PR #1914, opened 2023-04-30
add task solution

kirilshorin:
- [DEMO LINK](https://kirilshorin.github.io/layout_catalog_hovers/)

### DIFF
--- a/src/styles/blocks/catalog.scss
+++ b/src/styles/blocks/catalog.scss
@@ -1,3 +1,5 @@
+$hover-color: #34568b;
+
 .catalog {
   display: flex;
   flex-wrap: wrap;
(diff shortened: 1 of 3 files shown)


src/styles/blocks/catalog.scss
```diff
@@ -18,8 +20,15 @@
     border-radius: 5px;
     margin-bottom: 48px;
 
+    transition: transform 300ms, color 300ms;
```
naziamoff, line 23: would be a nice idea to create a variable for transition-duration as well, as usually you use same transition-duration across all your project

src/styles/blocks/catalog.scss
```diff
@@ -1,3 +1,5 @@
+$hover-color: #34568b;
```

----------

--- REQUIREMENT ---
Only the lines above that include the word "styles" belong in the answer; copy each one.

--- EXERCISE RESPONSE ---
--- a/src/styles/blocks/catalog.scss
+++ b/src/styles/blocks/catalog.scss
src/styles/blocks/catalog.scss
src/styles/blocks/catalog.scss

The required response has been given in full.